Им надо оправдывать свое существование за счет пожертвований - поэтому надо создать такое правило и видимость избранности. 
Жены брахманов не будут претендовать на абхишеку, им и так достаточно служения Божествам. 
А остальные пусть знают свое место... если что - вообще _всех_ отстранят от абхишеки, и мужей отстраненных матаджи также )) это будет следующий этап. За отдельную плату будут разрешать поучаствовать крупным спонсорам. 

_________________

Я помню замечательные времена 1990-х, когда после марафонов распространения книг Шрилы Прабхупады вся ятра счастливо омывала Божеств, все в восторге от служения своим Господам.
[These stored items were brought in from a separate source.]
PR #4480, opened 2020-08-27
s3: provide more helpful messages on common errors

### LINKED ISSUE #4478: s3: better error on missing credentials
A colleague was recently onboarding to our dvc project and received this error:
```
$ dvc pull
ERROR: unexpected error - Unable to locate credentials
```

I believe that if this was a better error message, they may have figured it out on their own.  It wasn't clear that they were missing **AWS** credentials when running a **dvc** command.  Maybe you could say something more like "Unable to access s3://... (the remote url).  Do you have a network connection and have the proper credentials set up?"  which (I think) would address the problem more generally for various remote providers while giving a little more information to the user to figure it out.

efiop:
Fix #4478

### DIFF
--- a/dvc/config.py
+++ b/dvc/config.py
@@ -162,7 +162,7 @@ SCHEMA = {
                     "endpointurl": str,
                     "access_key_id": str,
                     "secret_access_key": str,
-                    Optional("listobjects", default=False): Bool,
+                    Optional("listobjects", default=False): Bool,  # obsoleted
                     Optional("use_ssl", default=True): Bool,
                     "sse": str,
                     "sse_kms_key_id": str,
--- a/dvc/tree/s3.py
+++ b/dvc/tree/s3.py
@@ -94,7 +94,7 @@ class S3Tree(BaseTree):
             link = error_link("connection-error")
             name = self.endpoint_url or "AWS S3"
             raise DvcException(
-                f"Unable to connect to '{name}'. Are you online? {link}"
+                f"Unable to connect to '{name}'. {link}"
             ) from exc
 
     @contextmanager
--- a/dvc/tree/s3.py
+++ b/dvc/tree/s3.py
@@ -10,7 +10,7 @@ from dvc.exceptions import DvcException, ETagMismatchError
 from dvc.path_info import CloudURLInfo
 from dvc.progress import Tqdm
 from dvc.scheme import Schemes
-from dvc.utils import format_link
+from dvc.utils import error_link
 
 from .base import BaseTree
 
@@ -86,12 +86,12 @@ class S3Tree(BaseTree):
         try:
             yield self.s3
         except NoCredentialsError as exc:
-            link = format_link("https://error.dvc.org/no-credentials")
+            link = error_link("no-credentials")
             raise DvcException(
                 f"Unable to find AWS credentials. {link}"
             ) from exc
         except EndpointConnectionError as exc:
-            link = format_link("https://error.dvc.org/connection-error")
+            link = error_link("connection-error")
             name = self.endpoint_url or "AWS S3"
             raise DvcException(
                 f"Unable to connect to {name}. Are you connected to the "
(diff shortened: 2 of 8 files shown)


dvc/config.py
```diff
@@ -162,7 +162,7 @@ class RelPath(str):
                     "endpointurl": str,
                     "access_key_id": str,
                     "secret_access_key": str,
-                    Optional("listobjects", default=False): Bool,
+                    Optional("listobjects", default=False): Bool,  # obsoleted
```
efiop, line 165: Obsoleted since we are using a high-level resource API now, which just does the switch automatically.

dvc/tree/s3.py
```diff
@@ -75,24 +73,52 @@ def s3(self):
 
         session = boto3.session.Session(**session_opts)
 
-        return session.client(
+        return session.resource(
```
efiop, line 76: `resource` is a higher level API, so we don't have to manually parse-out HTTP codes.

dvc/tree/s3.py
```diff
@@ -75,24 +73,52 @@ def s3(self):
...
+            link = format_link("https://error.dvc.org/no-credentials")
+            raise DvcException(
+                f"Unable to find AWS credentials. {link}"
+            ) from exc
+        except EndpointConnectionError as exc:
+            link = format_link("https://error.dvc.org/connection-error")
+            name = self.endpoint_url or "AWS S3"
+            raise DvcException(
+                f"Unable to connect to {name}. Are you connected to the "
+                f"internet? {link}"
```
jorgeorpinel, line 99:
```suggestion
                f"Unable to connect to '{name}'. Are you online?"
```

dvc/tree/s3.py
```diff
@@ -75,24 +72,50 @@ def s3(self):
...
+                    f"Bucket '{bucket}' does not exist. {link}"
+                ) from exc
+
+    @contextmanager
+    def _get_obj(self, path_info):
+        with self._get_bucket(path_info.bucket) as bucket:
+            try:
+                yield bucket.Object(path_info.path)
+            except bucket.meta.client.exceptions.NoSuchKey as exc:
+                raise DvcException(f"{path_info.url} does not exist") from exc
```
efiop, line 118: We'll move to FileNotFoundError in the future, but for now just doing the same thing that we used to.

dvc/tree/s3.py
```diff
@@ -75,24 +72,49 @@ def s3(self):
...
+        )
 
         try:
-            obj = s3.head_object(Bucket=bucket, Key=path, *args, **kwargs)
-        except Exception as exc:
-            raise DvcException(f"s3://{bucket}/{path} does not exist") from exc
-        return obj
+            yield self.s3
+        except NoCredentialsError as exc:
+            link = error_link("no-credentials")
```
jorgeorpinel, line 89:
```suggestion
            link = error_link("no-aws-credentials")
```

efiop: @jorgeorpinel Actually keeping it generic so that section could be expanded with recipes for gs/azure/etc.

dvc/tree/s3.py
```diff
@@ -75,24 +72,49 @@ def s3(self):
...
+            raise DvcException(
+                f"Unable to find AWS credentials. {link}"
+            ) from exc
+        except EndpointConnectionError as exc:
+            link = error_link("connection-error")
+            name = self.endpoint_url or "AWS S3"
+            raise DvcException(
+                f"Unable to connect to '{name}'. Are you online?"
```
skshetry, line 97: "Are you online?" does not add any information that "Unable to connect" does not provide. It's redundant.

dvc/tree/s3.py
jorgeorpinel: Ah ok good idea.

dvc/tree/s3.py
jorgeorpinel: There's multiple reasons why you wouldn't be able to connect. Not being online is just the most simple case. It's a good tip I think.

skshetry: It's a tip that does not help in any way. Maybe, the mice have chewed the cables, or maybe the user typed "google" into Google and broke the whole internet.

PR #4481, opened 2020-08-27
lock: retry when trying to acquire lock

skshetry:
Previously, it'd sleep for 5s. Now, it should retry 6 times
before timing out.

Also reduced the timeout to 3s.

### DIFF
--- a/dvc/lock.py
+++ b/dvc/lock.py
@@ -2,17 +2,17 @@
 
 import hashlib
 import os
-import time
 from datetime import timedelta
 
 import flufl.lock
 import zc.lockfile
+from funcy import retry
 
 from dvc.exceptions import DvcException
 from dvc.progress import Tqdm
 from dvc.utils import format_link
 
-DEFAULT_TIMEOUT = 5
+DEFAULT_TIMEOUT = 3
 
 FAILED_TO_LOCK_MESSAGE = (
     "cannot perform the command because another DVC process seems to be "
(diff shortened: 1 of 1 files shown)


dvc/lock.py
```diff
@@ -56,13 +56,10 @@ def _do_lock(self):
...
-        try:
-            self._do_lock()
-            return
-        except LockError:
-            time.sleep(DEFAULT_TIMEOUT)
-
-        self._do_lock()
+        retries = 6
+        delay = DEFAULT_TIMEOUT / retries
+        lock_retry = retry(retries, LockError, timeout=delay)(self._do_lock)
```
efiop, line 61: `delay` is clearly incorrect terminology :slightly_smiling_face: Let's just
```suggestion
        lock_retry = retry(RETRIES, LockError, timeout=TIMEOUT)(self._do_lock)
```
with, e.g.
```
TIMEOUT = 0.1
RETRIES = 50
```

skshetry: Why do you think so? 
From [funcy's documentation](https://funcy.readthedocs.io/en/stable/flow.html#retry):
> There will be a delay in `timeout` seconds between tries

efiop: @skshetry Precisely because it is called `timeout` and not `delay`. Dividing stuff is not obvious, better to keep explicit TIMEOUT and RETRIES (and not hardcode it).

skshetry: Looks like timeout has two different meanings? I was only familiar with one.

efiop: @skshetry They are pretty much the same, but you are thinking about the total lock timeout, while I'm talking about this particular piece of code, where timeout is about the time between tries.

skshetry: @efiop, `HardlinkLock` uses `DEFAULT_TIMEOUT` as well. I don't want to have two different timeouts, so I'd have to do something like following:
```suggestion
        delay = DEFAULT_TIMEOUT / RETRIES
        lock_retry = retry(RETRIES, LockError, timeout=delay)(self._do_lock)
```

which is no different from this PR.

efiop (approved):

И храмовые Божества также были счастливы принимать непосредственное служение Своих дорогих слуг. И _исполняющие роли брахманов_ были счастливы, что могут быть всем полезны, помогая приблизиться к Нитьянанде и Гауранге. 

И к чему приплыли спустя 25 лет? и что будет дальше? касты и семейные госвами?  

Пусть тогда прабху и гирлянды делают, шьют и вышивают одежды Божествам тоже. 
В Индии это мужское служение ))

Это какой адекватный мужчина вытерпит, если НА ПРАЗДНИКЕ В ХРАМЕ его дочери или жене, или сестре, или матери после работ на кухне, или мытья пола или еще чего разрешали бы _только посмотреть_, как сам он, весь такой в чистой одежде, омоет Божеств... а женщины - типа недостойны... Даже если не женщины его семьи все это делают, а совсем посторонние, и потом они вот так стоят и _только смотрят_ на то, как одни только прабху _празднично_ омывают Божеств.

----------


## Гокуланатх дас

> На Украине вроде бы собирались отстранить матаджи от того, чтобы идти впереди на харинамах - это я поддерживаю.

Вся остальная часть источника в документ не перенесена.